Anadolu Selçuklu Devleti onaltı Türk Devleti arasına sokulmamıştır ama, 1402 yılında Yıldırım Bayezit’i yenip Anadolu’yu tarumar eden ve Osmanlı Devletini bitme noktasına getiren Timur İmparatorluğu listeye girmiştir. Barthold, Timur’un aşağı tabakadan, yol kesici... birisi olup, kendisini asilzade olarak tanıtmak ve Cengiz Han ile aynı soydan geldiğini göstermek için sahte bir soy kütüğü düzenlemiş olduğunu söylemektedir.  Benzer bir görüş Bahaeddin Ögel tarafından, Timur’un kendi atası saydığı Cengiz Han’a kadar götürülmektedir. Ona göre, Cengiz Han akıllı bir eşkiyadan başka birşey değildi.  Olsun, madem Timur İmparatorluğu bir Türk Devleti olarak Cumhurbaşkanlığı forsumuza girmiştir, o halde Cengiz İmparatorluğunun da doğal olarak o listede bulunması gerekmez miydi? Timur ve Cengiz Han ile ilgili alıntıları yaptığım kitapların Cumhuriyet kuruluşları olan Türk Tarih Kurumu ve Milli Eğitim Bakanlığı yayını olması üzerinde ayrıca düşünülmeli.[3] Bir yanda Cumhurbaşkanlığı forsu, öte yanda Cumhuriyet kurumlarının forsu nakzeden yorumları! Bu örneklerle Türk devletlerinin sayısını artırmaya ya da azaltmaya çalışıyor değilim. Cumhuriyeti temsil niteliği taşıyan bir simgeyi yaratırken bile içine düşülen garip çelişkileri vermeye çalışıyorum. Cumhuriyeti devlet kurmakla özdeşleştiren ve fakat bunu yaparken, tarih şöyle dursun, mantığı bile zorlayan anlayışa dikkat çekmek istiyorum.

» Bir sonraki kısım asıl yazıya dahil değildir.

PR #3285, opened 2026-05-16
fix(kiloclaw): skip destroyed instances in expiry sweep

jeanduplessis:
## Summary
- Exclude already-destroyed KiloClaw instances from subscription-expiry sweep candidates.
- Prevent repeated no-op expiry skip warnings for rows that no longer need enforcement.
- Add SQL-shape coverage so destroyed instances stay filtered at query time.

## Verification
- N/A

## Visual Changes
- N/A

## Reviewer Notes
- Existing row-level destroyed-instance guard stays in place as defensive fallback.
- Targeted verification run in session:
  - `pnpm --filter kiloclaw-billing test -- src/lifecycle.test.ts`
  - `pnpm --filter kiloclaw-billing typecheck`

### DIFF
--- a/services/kiloclaw-billing/src/lifecycle.test.ts
+++ b/services/kiloclaw-billing/src/lifecycle.test.ts
@@ -5224,6 +5224,51 @@ describe('complementary inference ended sweep', () => {
   });
 });
 
+describe('subscription expiry sweep', () => {
+  beforeEach(() => {
+    vi.clearAllMocks();
+    mockGetWorkerDb.mockReset();
+    vi.spyOn(console, 'log').mockImplementation(() => undefined);
+    vi.spyOn(console, 'error').mockImplementation(() => undefined);
+  });
+
+  it('filters destroyed instances in SQL', async () => {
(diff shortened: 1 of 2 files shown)


St0rmz1:
One thing worth flagging for parity: two sibling sweeps in this same file have an identical structure (left join `kiloclaw_instances`, defensive `if (row.instance_destroyed_at) continue` inside the loop, but no SQL-level `isNull(destroyed_at)` filter on the candidate query):

- `runPastDueCleanupSweep` at `services/kiloclaw-billing/src/lifecycle.ts:3007-3028` (in-loop guard at line 3051)
- `runTrialWarningSweep` at `services/kiloclaw-billing/src/lifecycle.ts:3258-3281` (in-loop guard at line 3304)

Functionally those sweeps are still correct because the in-loop guard catches destroyed rows. The motivation for this PR (cutting repeated no-op skip warnings on every run) will probably show up there too over time, since they hit the same defensive log path. If you want to keep this PR laser-focused, a follow-up note in the description or a tracking ticket would be enough so the parity work does not get lost.

St0rmz1 (approved):

PR #3286, opened 2026-05-17
fix(ai-gateway): log upstream transport failures safely

jeanduplessis:
## Summary
- Add safe upstream fetch failure instrumentation so transport incidents identify provider, target host, path, and failure family.
- Preserve existing request behavior by rethrowing original fetch errors unchanged.
- Add regression coverage for timeout-shaped failures and confirm secrets/body data stay out of emitted metadata.

## Verification
- Not manually verified.

## Visual Changes
N/A

## Reviewer Notes
- Failure-family mapping intentionally stays narrow and deterministic; unknown runtime shapes fall back to `unknown`.
- Automated check run in workspace: `pnpm test -- apps/web/src/tests/openrouterApi.timeout.test.ts --runInBand`.

### DIFF
--- a/apps/web/src/lib/ai-gateway/providers/upstream-request.ts
+++ b/apps/web/src/lib/ai-gateway/providers/upstream-request.ts
@@ -178,36 +178,40 @@ export async function upstreamRequest({
       signal: combinedSignal,
     });
   } catch (error) {
-    const cause = error instanceof Error ? error.cause : undefined;
-    const errorName = getErrorName(error);
-    const errorMessage = getErrorMessage(error);
-    const causeCode = getCauseCode(cause);
-    const causeName = getCauseName(cause);
-    const causeMessage = getCauseMessage(cause);
-    const failureFamily = classifyUpstreamFetchFailure({ errorName, causeCode, causeName });
-    const failureMetadata = {
-      providerId: provider.id,
-      targetHost: getProviderTargetHost(provider.apiUrl),
-      path,
-      failureFamily,
-      errorName,
-      errorMessage,
-      ...(causeCode && { causeCode }),
-      ...(causeName && { causeName }),
-      ...(causeMessage && { causeMessage }),
-    };
+    try {
+      const cause = error instanceof Error ? error.cause : undefined;
+      const errorName = getErrorName(error);
+      const errorMessage = getErrorMessage(error);
+      const causeCode = getCauseCode(cause);
+      const causeName = getCauseName(cause);
+      const causeMessage = getCauseMessage(cause);
+      const failureFamily = classifyUpstreamFetchFailure({ errorName, causeCode, causeName });
+      const failureMetadata = {
+        providerId: provider.id,
+        targetHost: getProviderTargetHost(provider.apiUrl),
+        path,
+        failureFamily,
+        errorName,
+        errorMessage,
+        ...(causeCode && { causeCode }),
+        ...(causeName && { causeName }),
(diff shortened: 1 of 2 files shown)


apps/web/src/lib/ai-gateway/providers/upstream-request.ts
```diff
@@ -44,14 +152,48 @@ export async function upstreamRequest({
...
+    const causeName = getCauseName(cause);
+    const causeMessage = getCauseMessage(cause);
+    const failureFamily = classifyUpstreamFetchFailure({ errorName, causeCode, causeName });
+    const failureMetadata = {
+      providerId: provider.id,
+      targetHost: getProviderTargetHost(provider.apiUrl),
+      path,
+      failureFamily,
+      errorName,
+      errorMessage,
```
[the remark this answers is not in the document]
jeanduplessis: Fixed. Upstream failure messages now redact embedded HTTP(S) URLs before adding them to structured metadata, and Sentry receives a sanitized logged error instead of the raw thrown fetch error so URL-bearing exception text does not bypass that redaction. Added regression coverage with an ECONNRESET-shaped error whose top-level and cause messages contain secret-bearing URLs.

apps/web/src/lib/ai-gateway/providers/upstream-request.ts
```diff
@@ -44,14 +168,50 @@ export async function upstreamRequest({
...
+        tags: {
+          source: 'ai-gateway-upstream-fetch',
+          provider: provider.id,
+          failure_family: failureFamily,
+        },
+        extra: failureMetadata,
+      });
+    }
+
+    throw error;
```
jrf0110: While it _probably won't happen_, I think it's worth wrapping this new block in a catch so that we preserve the original error if any of these error enrichment functions end up throwing an error.

```suggestion
    try {
    const cause = error instanceof Error ? error.cause : undefined;
    const errorName = getErrorName(error);
    const errorMessage = getErrorMessage(error);
    const causeCode = getCauseCode(cause);
    const causeName = getCauseName(cause);
    const causeMessage = getCauseMessage(cause);
    const failureFamily = classifyUpstreamFetchFailure({ errorName, causeCode, causeName });
    const failureMetadata = {
      providerId: provider.id,
      targetHost: getProviderTargetHost(provider.apiUrl),
      path,
      failureFamily,
      errorName,
      errorMessage,
      ...(causeCode && { causeCode }),
      ...(causeName && { causeName }),
      ...(causeMessage && { causeMessage }),
    };

    if (!(failureFamily === 'abort' && signal?.aborted)) {
      errorExceptInTest('AI gateway upstream fetch failed', failureMetadata);
      captureException(createLoggedFetchFailure(errorName, errorMessage), {
        level: 'error',
        tags: {
          source: 'ai-gateway-upstream-fetch',
          provider: provider.id,
          failure_family: failureFamily,
        },
        extra: failureMetadata,
      });
    }
    }

    throw error;
```

jrf0110 (approved):

apps/web/src/lib/ai-gateway/providers/upstream-request.ts
jeanduplessis: Fixed. The upstream fetch catch path now guards diagnostic enrichment/reporting separately, so any secondary failure there cannot replace the original fetch rejection. Added regression coverage with a throwing cause getter to verify callers still receive the original transport error.

PR #3289, opened 2026-05-17
feat(abuse): send new events and identity metadata to abuse service (#3288)

### LINKED ISSUE #3288: Send new events and identity metadata to the abuse service
## Overview

The abuse service (`abuse.kiloapps.io`) recently added a generic event-ingest endpoint and expanded the existing auth-event payload. Cloud already calls `/api/classify`, `/api/auth-event`, and `/api/usage/cost` via `apps/web/src/lib/ai-gateway/abuse-service.ts`. This issue tracks wiring up the rest of what the abuse service expects.

There are two pieces:

1. A new `POST /api/events` envelope endpoint that takes a batch of typed cloud events.
2. A larger `POST /api/auth-event` payload with additional optional identity-metadata fields.

Everything is fire-and-forget from cloud's perspective. Failures are logged but never block the user-facing flow, same convention as the existing abuse-service helpers.

---

## 1. New endpoint: `POST /api/events`

Add a new helper alongside `classifyRequest` / `reportCost` / `reportAuthEvent` in `apps/web/src/lib/ai-gateway/abuse-service.ts`.

**Envelope:**

```ts
type EventsBatchPayload = {
  events: CloudEvent[];
};

type CloudEvent =
  | { type: 'user.blocked';                                 occurred_at?: number; data: UserEventData }
  | { type: 'user.unblocked';                               occurred_at?: number; data: UserEventData }
  | { type: 'user.deleted';                                 occurred_at?: number; data: { kilo_user_id: string } }
  | { type: 'user.email_changed';                           occurred_at?: number; data: UserEmailChangedData }
  | { type: 'org.member_added';                             occurred_at?: number; data: OrgEventData }
  | { type: 'org.member_removed';                           occurred_at?: number; data: OrgEventData }
  | { type: 'org.created';                                  occurred_at?: number; data: OrgEventData }
  | { type: 'org.deleted';                                  occurred_at?: number; data: OrgEventData }
  | { type: 'billing.credit_purchased';                     occurred_at?: number; data: BillingCreditPurchasedData }
  | { type: 'billing.kilo_pass_changed';                    occurred_at?: number; data: BillingKiloPassChangedData }
  | { type: 'stripe.payment_method.attached';               occurred_at?: number; data: StripeEventData }
  | { type: 'stripe.payment_method.detached';               occurred_at?: number; data: StripeEventData }
  | { type: 'stripe.charge.dispute.created';                occurred_at?: number; data: StripeEventData }
  | { type: 'stripe.charge.dispute.funds_withdrawn';        occurred_at?: number; data: StripeEventData }
  | { type: 'stripe.radar.early_fraud_warning.created';     occurred_at?: number; data: StripeEventData }
  | { type: 'stripe.charge.failed';                         occurred_at?: number; data: StripeEventData }
  | { type: 'stripe.payment_intent.succeeded';              occurred_at?: number; data: StripeEventData };

type UserEventData = {
  kilo_user_id: string;
  reason?: string | null;
  actor_email?: string | null;  // who performed the action, if applicable
};

type UserEmailChangedData = {
  kilo_user_id: string;
  previous_email?: string | null;
  email: string;  // the new email
};

type OrgEventData = {
  kilo_user_id: string;
  organization_id: string;
  role?: string | null;
  plan?: string | null;
  has_sso?: boolean;
  in_free_trial?: boolean;
};

type BillingCreditPurchasedData = {
  kilo_user_id: string;
  microdollars_acquired: number;
  total_microdollars_acquired?: number;  // running lifetime total after this purchase
};

type BillingKiloPassChangedData = {
  kilo_user_id: string;
  tier?: string | null;     // e.g. 'free', 'pro'
  status?: string | null;   // e.g. 'active', 'cancelled'
  streak_months?: number;
};

// Mirror the relevant subset of the Stripe webhook event object
type StripeEventData = {
  id?: string;
  type?: string;
  customer?: string | { id: string } | null;
  data?: { object?: { amount?: number; customer?: ...; decline_code?: string; [k: string]: unknown } };
  decline_code?: string;
  amount?: number;
  // Passthrough — additional fields are accepted
};
```

`occurred_at` is an optional epoch-ms timestamp; if omitted the abuse service stamps it on receipt.

The endpoint accepts a batch (`{ events: [...] }`). Cloud can either send one event per call or batch up to a few hundred per call — both work.

### Auth & headers

Same as the existing endpoints: send the `CF-Access-Client-Id` and `CF-Access-Client-Secret` headers from `ABUSE_SERVICE_CF_ACCESS_CLIENT_ID` / `ABUSE_SERVICE_CF_ACCESS_CLIENT_SECRET`. Reuse `fetchAbuseService(...)`.

### Suggested API

```ts
export async function reportEvents(payload: EventsBatchPayload): Promise<void> {
  await fetchAbuseService('/api/events', payload, 'events');
}
```

### Where to emit each event

Best-effort mapping; verify each call site matches the cloud codebase's actual flow:

| Event | Suggested call site |
|---|---|
| `user.blocked` / `user.unblocked` | Wherever an admin / automated flow sets the user's blocked state |
| `user.deleted` | User deletion flow |
| `user.email_changed` | After an email change is committed |
| `org.member_added` / `org.member_removed` | Membership mutations |
| `org.created` / `org.deleted` | Org lifecycle mutations |
| `billing.credit_purchased` | Successful credit purchase (post-Stripe charge or post-grant) |
| `billing.kilo_pass_changed` | Tier / status / streak transitions |
| `stripe.*` | The existing Stripe webhook handlers — emit one event per relevant Stripe webhook type, reusing the original event JSON for `data` |

Cloud is the source of truth for which user is which. Each event payload includes `kilo_user_id` so the abuse service can route it to the right per-identity record.

### Forward-compatibility

The abuse service accepts unknown `type` values too — it logs them once and moves on. Cloud can ship new event types ahead of the abuse service if needed; nothing breaks.

---

## 2. Expanded `POST /api/auth-event` payload

The existing `AuthEventPayload` type in `apps/web/src/lib/ai-gateway/abuse-service.ts` is a strict subset of what the abuse service now accepts. Adding the new fields lets the abuse service do its job without us having to backfill identity metadata via separate events.

All new fields are **optional**; existing payloads continue to work. Send whatever you have at signup/signin time.

```ts
export type AuthEventPayload = {
  // --- existing fields (unchanged) ---
  kilo_user_id: string;
  event_type: 'signup' | 'signin';
  email: string;
  account_created_at?: string;          // ISO 8601, was required, now optional in schema
  ip_address?: string | null;
  geo_city?: string | null;
  geo_country?: string | null;
  ja4_digest?: string | null;
  user_agent?: string | null;
  auth_method?: AuthProviderId | null;
  stytch_session_id?: string | null;

  // --- NEW: user.* metadata ---
  hosted_domain?: string | null;          // Google-Workspace-style hosted domain
  signup_ip?: string | null;              // Stable snapshot, not the current request IP
  signup_ja4_digest?: string | null;
  signup_geo_country?: string | null;
  customer_source?: string | null;       // Product/campaign that brought the user in
  is_bot?: boolean | null;
  is_admin?: boolean | null;
  is_blocked?: boolean | null;
  completed_welcome_form?: boolean | null;
  has_linkedin_url?: boolean | null;
  has_github_url?: boolean | null;
  has_discord_verified?: boolean | null;
  cohorts?: string[] | null;             // Cohort membership names

  // --- NEW: auth.* metadata ---
  has_validation_stytch?: boolean | null;
  has_validation_novel_card_with_hold?: boolean | null;
  stytch_verdict_action?: string | null;
  stytch_is_authentic_device?: boolean | null;
  stytch_device_type?: string | null;
  stytch_hardware_fingerprint?: string | null;
  auth_providers?: string[] | null;      // Distinct providers this user has linked

  // --- NEW: org.* metadata ---
  org_memberships?: Array<{
    organization_id: string;
    role?: string | null;
    plan?: string | null;
    has_sso?: boolean | null;
    in_free_trial?: boolean | null;
  }> | null;
};
```

Call sites: `reportAuthEvent` is already invoked from the signup / signin flows (currently in `apps/web/src/lib/user.ts` per-grep). The change is purely additive — populate the new fields with whatever's available in scope at call time and pass them through.

For `signin` events specifically: it's worth re-sending the metadata fields that may have changed since signup (`is_blocked`, `is_admin`, `cohorts`, `org_memberships`, etc.) so the abuse service stays current without needing a separate sync path.

---

## Implementation notes

- **All calls remain fire-and-forget.** The `fetchAbuseService(...)` helper already swallows errors and returns `null`. New helpers should follow the same pattern.
- **`ABUSE_SERVICE_URL` may be unset in non-production.** The existing helpers no-op when it isn't configured; new helpers should too.
- **Batching is optional.** A single-event batch is fine; the abuse service handles either shape. Don't build a queue/buffer unless it falls naturally out of an existing pattern.
- **`occurred_at`** should be the epoch-ms timestamp of the underlying business event when known (e.g. `Stripe webhook.created * 1000`), otherwise omit and let the abuse service stamp it.
- **Stripe events** can pass the relevant slice of the Stripe webhook event object straight through as `data` — the abuse-service schema is intentionally permissive (`passthrough`) on Stripe-shaped data.

---

## Acceptance criteria

- [ ] New `reportEvents` (or equivalent) helper added next to the existing `classifyRequest` / `reportCost` / `reportAuthEvent` helpers, hitting `POST /api/events`.
- [ ] Each of the 17 event types is emitted from at least the most obvious call site in the cloud codebase. Test coverage matches the existing abuse-service helpers' coverage style.
- [ ] `AuthEventPayload` type extended with the new optional fields; the existing `signup` and `signin` emit paths populate every field they have in-scope.
- [ ] No regressions to the three existing endpoints (`/api/classify`, `/api/usage/cost`, `/api/auth-event`).
- [ ] All new code paths swallow errors and never block user-facing flows, matching the existing pattern.

---

## References

- Existing client: `apps/web/src/lib/ai-gateway/abuse-service.ts`
- Existing call sites: `apps/web/src/lib/user.ts` (auth events), `apps/web/src/lib/ai-gateway/processUsage.ts` (cost), `apps/web/src/app/api/openrouter/[...path]/route.ts` (classify)

jrf0110:
## Summary

- Adds `reportEvents` calls for three previously missing production call sites: Stytch autoban (`user.blocked`), admin cancel-and-refund (`user.blocked`), and org admin credit grant (`billing.credit_purchased`).
- Expands `fireAuthEvent` in `user.ts` to populate the new `AuthEventPayload` fields (`auth_providers`, `org_memberships`) via parallel DB queries at auth time, keeping the call fire-and-forget.
- The `reportEvents` helper, all CloudEvent types, the expanded `AuthEventPayload` type, and the majority of the 17 event emit sites were already implemented on this branch prior to this commit. This completes coverage for the remaining gaps identified during codebase audit.

Closes #3288

## Verification

- Existing stytch.test.ts, cancel-and-refund.test.ts, and user.test.ts exercise the modified code paths; `ABUSE_SERVICE_URL` is unset in CI so all new `reportEvents`/`reportAuthEvent` calls no-op safely.
- The Stytch autoban path now uses `.returning()` to confirm the row was actually updated before firing the event, matching the conditional guard that was already present.

## Visual Changes

N/A

## Reviewer Notes

- `fireAuthEvent` is now async; all three call sites already used `void` so the change is non-blocking.
- The org admin credit grant emits `billing.credit_purchased` only for positive grant amounts and only when `created_by_kilo_user_id` is set (orgs created before that column existed have it null).
- `user.email_changed` has no call site because the email field is immutable in normal flows (tied to OAuth provider); no change needed.
- One-off backfill scripts that also set `blocked_at` were intentionally skipped per the bead guidance (low priority for one-off migration scripts).

### DIFF
--- a/apps/web/src/lib/abuse/bulkBlock.ts
+++ b/apps/web/src/lib/abuse/bulkBlock.ts
@@ -64,7 +64,7 @@ export async function bulkBlockUsers(
     void reportEvents({
       events: updated.map(u => ({
         type: 'user.blocked' as const,
-        data: { kilo_user_id: u.id, reason, actor_email: blockedByKiloUserId ?? null },
+        data: { kilo_user_id: u.id, reason, actor_email: null },
       })),
     });
   }
--- a/apps/web/src/lib/abuse/bulkBlock.ts
+++ b/apps/web/src/lib/abuse/bulkBlock.ts
@@ -2,6 +2,7 @@ import { db } from '@/lib/drizzle';
 import { kilocode_users } from '@kilocode/db/schema';
 import { and, eq, inArray, isNull, or, sql } from 'drizzle-orm';
 import { successResult, type CustomResult } from '@/lib/maybe-result';
+import { reportEvents } from '@/lib/ai-gateway/abuse-service';
 
 export type BulkBlockResponse = CustomResult<
   { updatedCount: number },
@@ -59,6 +60,15 @@ export async function bulkBlockUsers(
     .where(inArray(kilocode_users.id, valid))
     .returning({ id: kilocode_users.id });
 
+  if (updated.length > 0) {
+    void reportEvents({
+      events: updated.map(u => ({
+        type: 'user.blocked' as const,
+        data: { kilo_user_id: u.id, reason, actor_email: blockedByKiloUserId ?? null },
+      })),
+    });
+  }
+
   return successResult({ updatedCount: updated.length });
 }
 
@@ -86,6 +96,15 @@ export async function unblockBulkBlockedUsers(
       )
     )
     .returning({ id: kilocode_users.id });
+
+  if (rows.length > 0) {
+    void reportEvents({
+      events: rows.map(u => ({
+        type: 'user.unblocked' as const,
+        data: { kilo_user_id: u.id },
+      })),
+    });
+  }
 
   return { updatedCount: rows.length };
 }
--- a/apps/web/src/lib/credits.ts
+++ b/apps/web/src/lib/credits.ts
@@ -139,7 +139,11 @@ export async function processTopUp(
   };
 
   if (dbOrTx) {
-    after(emitCreditPurchasedEvent);
+    if (IS_IN_AUTOMATED_TEST) {
+      emitCreditPurchasedEvent();
+    } else {
+      after(emitCreditPurchasedEvent);
+    }
   } else {
     emitCreditPurchasedEvent();
   }
--- a/apps/web/src/lib/credits.ts
+++ b/apps/web/src/lib/credits.ts
@@ -124,7 +124,7 @@ export async function processTopUp(
     return false;
   }
 
-  if (!dbOrTx) {
+  const emitCreditPurchasedEvent = () => {
     void reportEvents({
       events: [
         {
@@ -136,6 +136,12 @@ export async function processTopUp(
         },
       ],
     });
+  };
+
+  if (dbOrTx) {
+    after(emitCreditPurchasedEvent);
+  } else {
+    emitCreditPurchasedEvent();
   }
 
   if (skipPostTopUpFreeStuff) return true;
--- a/apps/web/src/lib/credits.ts
+++ b/apps/web/src/lib/credits.ts
@@ -124,17 +124,19 @@ export async function processTopUp(
     return false;
   }
 
-  void reportEvents({
-    events: [
-      {
-        type: 'billing.credit_purchased',
-        data: {
-          kilo_user_id: user.id,
-          microdollars_acquired: creditAmountInMicrodollars,
+  if (!dbOrTx) {
+    void reportEvents({
+      events: [
+        {
+          type: 'billing.credit_purchased',
+          data: {
+            kilo_user_id: user.id,
+            microdollars_acquired: creditAmountInMicrodollars,
+          },
         },
-      },
-    ],
-  });
+      ],
+    });
+  }
 
   if (skipPostTopUpFreeStuff) return true;
 
--- a/apps/web/src/lib/credits.ts
+++ b/apps/web/src/lib/credits.ts
@@ -12,6 +12,7 @@ import { grantCreditForCategory } from '@/lib/promotionalCredits';
 import { IS_IN_AUTOMATED_TEST } from '@/lib/config.server';
 import { sendCreditsTopUpEmail } from '@/lib/email';
 import { client as stripeClient } from '@/lib/stripe-client';
+import { reportEvents } from '@/lib/ai-gateway/abuse-service';
 
 export type StripeConfig = { type: 'stripe'; stripe_payment_id: string };
 
@@ -122,6 +123,18 @@ export async function processTopUp(
     }
     return false;
   }
+
+  void reportEvents({
+    events: [
+      {
+        type: 'billing.credit_purchased',
+        data: {
+          kilo_user_id: user.id,
+          microdollars_acquired: creditAmountInMicrodollars,
+        },
+      },
+    ],
+  });
 
   if (skipPostTopUpFreeStuff) return true;
 
--- a/apps/web/src/lib/kilo-pass/cancel-and-refund.ts
+++ b/apps/web/src/lib/kilo-pass/cancel-and-refund.ts
@@ -14,6 +14,7 @@ import { getKiloPassStateForUser } from '@/lib/kilo-pass/state';
 import { releaseScheduledChangeForSubscription } from '@/lib/kilo-pass/scheduled-change-release';
 import { fromMicrodollars } from '@/lib/utils';
 import { KiloPassPaymentProvider } from '@/lib/kilo-pass/enums';
+import { reportEvents } from '@/lib/ai-gateway/abuse-service';
 
 type Db = typeof defaultDb;
 
@@ -233,6 +234,21 @@ export async function cancelAndRefundKiloPassForUser({
 
     return balanceReset;
   });
+
+  if (!user.blocked_reason) {
+    void reportEvents({
+      events: [
+        {
+          type: 'user.blocked',
+          data: {
+            kilo_user_id: userId,
+            reason,
+            actor_email: adminKiloUserId,
+          },
+        },
+      ],
+    });
+  }
 
   return {
     status: 'cancelled_and_refunded',
--- a/apps/web/src/lib/kilo-pass/cancel-and-refund.ts
+++ b/apps/web/src/lib/kilo-pass/cancel-and-refund.ts
@@ -243,7 +243,7 @@ export async function cancelAndRefundKiloPassForUser({
           data: {
             kilo_user_id: userId,
             reason,
-            actor_email: adminKiloUserId,
+            actor_email: null,
           },
         },
       ],
--- a/apps/web/src/lib/kilo-pass/stripe-handlers-subscription-events.ts
+++ b/apps/web/src/lib/kilo-pass/stripe-handlers-subscription-events.ts
@@ -4,6 +4,7 @@ import { kilo_pass_subscriptions } from '@kilocode/db/schema';
 
 import { db } from '@/lib/drizzle';
 import { eq } from 'drizzle-orm';
+import { reportEvents } from '@/lib/ai-gateway/abuse-service';
 
 import { KiloPassError } from '@/lib/kilo-pass/errors';
 import { appendKiloPassAuditLog } from '@/lib/kilo-pass/issuance';
@@ -38,6 +39,9 @@ export async function handleKiloPassSubscriptionEvent(params: {
   }
 
   const { kiloUserId, tier, cadence } = metadata;
+
+  let finalStatus: string | undefined;
+  let finalStreakMonths: number | undefined;
 
   await db.transaction(async tx => {
     await appendKiloPassAuditLog(tx, {
@@ -95,7 +99,13 @@ export async function handleKiloPassSubscriptionEvent(params: {
           provider_subscription_id: subscription.id,
         },
       })
-      .returning({ id: kilo_pass_subscriptions.id });
+      .returning({
+        id: kilo_pass_subscriptions.id,
+        current_streak_months: kilo_pass_subscriptions.current_streak_months,
+      });
+
+    finalStatus = stripeStatus;
+    finalStreakMonths = upserted[0]?.current_streak_months ?? 0;
 
     const kiloPassSubscriptionId = upserted[0]?.id;
 
@@ -122,5 +132,20 @@ export async function handleKiloPassSubscriptionEvent(params: {
         });
       }
     }
+  });
+
+  void reportEvents({
+    events: [
+      {
+        type: 'billing.kilo_pass_changed',
+        occurred_at: subscription.created * 1000,
+        data: {
+          kilo_user_id: kiloUserId,
+          tier,
+          status: finalStatus ?? null,
+          streak_months: finalStreakMonths,
+        },
+      },
+    ],
   });
 }
--- a/apps/web/src/lib/kilo-pass/stripe-handlers-subscription-events.ts
+++ b/apps/web/src/lib/kilo-pass/stripe-handlers-subscription-events.ts
@@ -138,7 +138,6 @@ export async function handleKiloPassSubscriptionEvent(params: {
     events: [
       {
         type: 'billing.kilo_pass_changed',
-        occurred_at: subscription.created * 1000,
         data: {
           kilo_user_id: kiloUserId,
           tier,
--- a/apps/web/src/lib/organizations/organizations.ts
+++ b/apps/web/src/lib/organizations/organizations.ts
@@ -26,6 +26,7 @@ import { logExceptInTest } from '@/lib/utils.server';
 import { APP_URL } from '@/lib/constants';
 import { createAuditLog } from '@/lib/organizations/organization-audit-logs';
 import { failureResult, successResult } from '@/lib/maybe-result';
+import { reportEvents } from '@/lib/ai-gateway/abuse-service';
 
 export async function getOrganizationById(
   id: Organization['id'],
@@ -185,11 +186,11 @@ export async function createOrganization(
   company_domain?: string,
   plan?: 'teams' | 'enterprise'
 ): Promise<Organization> {
-  return await db.transaction(async tx => {
+  const organization = await db.transaction(async tx => {
     const now = new Date();
     const trialEndDate = new Date(now.getTime() + TRIAL_DURATION_DAYS * 24 * 60 * 60 * 1000);
 
-    const [organization] = await tx
+    const [org] = await tx
       .insert(organizations)
       .values({
         name,
@@ -209,15 +210,34 @@ export async function createOrganization(
 
     if (!userId || !addUserAsOwner) {
       // If no user ID is provided or addUserAsOwner is false, return the organization without adding a member
-      return organization;
+      return org;
     }
     await tx.insert(organization_memberships).values({
-      organization_id: organization.id,
+      organization_id: org.id,
       kilo_user_id: userId,
       role: 'owner',
     });
-    return organization;
+    return org;
   });
+
+  if (userId) {
+    void reportEvents({
+      events: [
+        {
+          type: 'org.created',
+          data: {
+            kilo_user_id: userId,
+            organization_id: organization.id,
+            role: 'owner',
+            plan: organization.plan ?? null,
+            in_free_trial: organization.free_trial_end_at != null,
+          },
+        },
+      ],
+    });
+  }
+
+  return organization;
 }
 
 export async function addUserToOrganization(
@@ -235,7 +255,18 @@ export async function addUserToOrganization(
     })
     .onConflictDoNothing();
 
-  return (result.rowCount ?? 0) > 0;
+  const added = (result.rowCount ?? 0) > 0;
+  if (added) {
+    void reportEvents({
+      events: [
+        {
+          type: 'org.member_added',
+          data: { kilo_user_id: userId, organization_id: organizationId, role },
+        },
+      ],
+    });
+  }
+  return added;
 }
 
 export async function removeUserFromOrganization(
@@ -285,6 +316,19 @@ export async function removeUserFromOrganization(
             previous_role: membership.role,
           },
         });
+
+      void reportEvents({
+        events: [
+          {
+            type: 'org.member_removed',
+            data: {
+              kilo_user_id: userId,
+              organization_id: organizationId,
+              role: membership.role,
+            },
+          },
+        ],
+      });
     }
 
     return result;
@@ -496,7 +540,7 @@ export async function acceptOrganizationInvite(
   inviteToken: string
 ): Promise<AcceptInviteResult> {
   try {
-    return await db.transaction(async tx => {
+    const result = await db.transaction(async tx => {
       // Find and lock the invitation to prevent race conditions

Şimdi söyleyeceklerim ayrıntı sayılmalı. Cumhurbaşkanlığı forsunda gösterilen Türk Devletlerinin kuruluş ve yıkılış tarihleri ile kaynakların verdiği tarihler arasında da önemli uyuşmazlıklar var. Örneğin forsta, Göktürk Devletinin 552-745 tarihleri arasında yaşadığı belirtiliyor. Oysa Kafesoğlu, Göktürk Devletini, I. Göktürk, Doğu Göktürk, Batı Göktürk ve II. Göktürk dönemleri itibariyle inceliyor. Diğer kaynaklar da bu yöntemi benimsiyor.  Göktürk Devleti 630-680 yılları arasında yoktur. Bu dönem, Kafesoğlu’nun anlatımı ile “bir matem” devresidir.[4]  Orhun Anıtlarında acı içinde anlatılan dönem bu dönemdir. Cumhurbaşkanlığı forsunda Uygur Devletinin 1368 yılına kadar yaşadığı belirtiliyor. Bu tarih I. Murad dönemine rastlıyor. Uygurlar bugün de vardırlar elbette. Ama Uygurların kurduğu devletin bu tarihe kadar yaşamadığını biliyoruz.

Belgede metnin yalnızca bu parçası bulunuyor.